Stored items:
○ ○ ○ ○
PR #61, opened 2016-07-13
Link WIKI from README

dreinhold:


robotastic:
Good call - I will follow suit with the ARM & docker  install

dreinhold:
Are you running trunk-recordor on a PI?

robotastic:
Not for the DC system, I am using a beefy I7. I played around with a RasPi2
○ ○ ○ ○
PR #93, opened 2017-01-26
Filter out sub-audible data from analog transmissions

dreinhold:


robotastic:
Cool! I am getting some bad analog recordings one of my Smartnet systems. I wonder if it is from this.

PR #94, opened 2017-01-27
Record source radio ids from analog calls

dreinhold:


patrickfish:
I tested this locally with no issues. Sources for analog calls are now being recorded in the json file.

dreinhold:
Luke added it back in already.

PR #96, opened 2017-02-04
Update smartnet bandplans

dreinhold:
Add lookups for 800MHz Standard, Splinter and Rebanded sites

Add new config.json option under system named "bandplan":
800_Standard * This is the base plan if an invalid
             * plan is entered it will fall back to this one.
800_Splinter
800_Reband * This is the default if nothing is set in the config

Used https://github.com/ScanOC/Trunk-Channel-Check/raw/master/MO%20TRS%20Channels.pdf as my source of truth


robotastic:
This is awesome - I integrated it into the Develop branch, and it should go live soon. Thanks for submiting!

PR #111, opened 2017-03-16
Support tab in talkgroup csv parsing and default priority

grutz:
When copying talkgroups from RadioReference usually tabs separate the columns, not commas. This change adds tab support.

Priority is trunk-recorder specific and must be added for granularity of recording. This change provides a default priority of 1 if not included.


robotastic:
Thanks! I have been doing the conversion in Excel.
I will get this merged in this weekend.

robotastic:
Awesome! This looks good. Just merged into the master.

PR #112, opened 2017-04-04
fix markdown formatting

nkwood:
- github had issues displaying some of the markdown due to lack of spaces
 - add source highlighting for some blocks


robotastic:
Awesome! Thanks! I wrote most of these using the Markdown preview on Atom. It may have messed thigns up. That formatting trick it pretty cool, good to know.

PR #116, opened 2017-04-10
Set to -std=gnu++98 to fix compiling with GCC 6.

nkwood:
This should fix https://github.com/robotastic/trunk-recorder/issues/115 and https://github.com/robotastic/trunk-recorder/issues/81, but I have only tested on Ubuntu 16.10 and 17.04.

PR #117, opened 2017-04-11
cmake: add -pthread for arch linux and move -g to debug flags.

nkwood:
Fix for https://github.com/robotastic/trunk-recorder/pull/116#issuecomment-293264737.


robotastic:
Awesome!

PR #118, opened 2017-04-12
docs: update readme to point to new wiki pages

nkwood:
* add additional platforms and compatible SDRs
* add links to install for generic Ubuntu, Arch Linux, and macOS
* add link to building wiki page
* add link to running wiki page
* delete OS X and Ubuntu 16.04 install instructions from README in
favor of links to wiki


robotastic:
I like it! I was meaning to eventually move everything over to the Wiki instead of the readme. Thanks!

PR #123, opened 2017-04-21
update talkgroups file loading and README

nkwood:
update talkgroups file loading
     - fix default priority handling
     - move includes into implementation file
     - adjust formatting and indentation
○ ○ ○ ○
:: PROMPT ::
What are the lines above, starting at the one with "Awesome! Thanks! I" and ending at the one with "and compatible SDRs"? Give them again exactly, and only them.

:: EXERCISE RESULT ::
Awesome! Thanks! I wrote most of these using the Markdown preview on Atom. It may have messed thigns up. That formatting trick it pretty cool, good to know.

PR #116, opened 2017-04-10
Set to -std=gnu++98 to fix compiling with GCC 6.

nkwood:
This should fix https://github.com/robotastic/trunk-recorder/issues/115 and https://github.com/robotastic/trunk-recorder/issues/81, but I have only tested on Ubuntu 16.10 and 17.04.

PR #117, opened 2017-04-11
cmake: add -pthread for arch linux and move -g to debug flags.

nkwood:
Fix for https://github.com/robotastic/trunk-recorder/pull/116#issuecomment-293264737.


robotastic:
Awesome!

PR #118, opened 2017-04-12
docs: update readme to point to new wiki pages

nkwood:
* add additional platforms and compatible SDRs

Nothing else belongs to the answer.